How to Wire Speakers: Gauge, Polarity, and Banana Plugs
Speaker wire is one of the least exciting links in a home theater chain and one of the most common places where new owners give up audible performance for no reason. The wire you buy at the local hardware store will sound identical to a $30/ft "premium" interconnect at any run length you'd ever use in a living room — but the gauge of that wire, the polarity you wire it with, and the termination you finish it with all change what the speaker is actually doing. Wire too thin for a 40-foot run drops voltage and dulls dynamics. One swapped conductor on a single channel collapses the stereo image into mono. A few stray copper whiskers at a binding post short the amplifier into protection mode the first time you push the volume.
What you’ll need
- Speaker wire (12, 14, or 16 AWG, oxygen-free copper)

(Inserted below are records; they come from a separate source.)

PR #3557, opened 2024-01-16
Update ECC SRAM to improve throughput on full write

Kevin99214:

**Release Notes**
Enhance ECC SRAM write throughput when eccBytes > 1 by 2 cycles per write when utilizing the full bus.


jerryz123 (approved):
Thanks!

- Banana plugs (screw-type or set-screw)
- Wire stripper sized for 12–18 AWG
- Small flathead or Phillips screwdriver
- AA battery for polarity test (optional)
10-Step Overview
- 1
Pick the wire gauge for your run length
Speaker wire gauge controls how much voltage the wire steals from the amplifier on the way to the speaker. Thinner wire has more resistance per foot, which means more voltage drop across the run and slightly less power reaching the driver. At very short distances the difference is inaudible; over long runs the difference becomes a measurable change in damping factor and a softer low end. A rule of thumb that errs on the side of overspending by a few dollars: 16 AWG for runs under 25 feet to an 8-ohm speaker (desktop, bookshelf, most front-of-room placements). 14 AWG for 25–50 feet, or any run to a 6-ohm speaker — the right default for surround placements on the far wall of a typical living room. 12 AWG for runs over 50 feet, in-wall runs, or any speaker rated at 4 ohms or lower (most floor-standing towers from Klipsch, KEF, and Polk fall into this bucket). Buy oxygen-free copper, ignore directional arrows and marketing about "skin effect" or "cryogenic treatment," and stay away from copper-clad aluminum (CCA) — CCA has roughly 60% more resistance than copper at the same gauge and is the one specification difference that genuinely matters at this price point.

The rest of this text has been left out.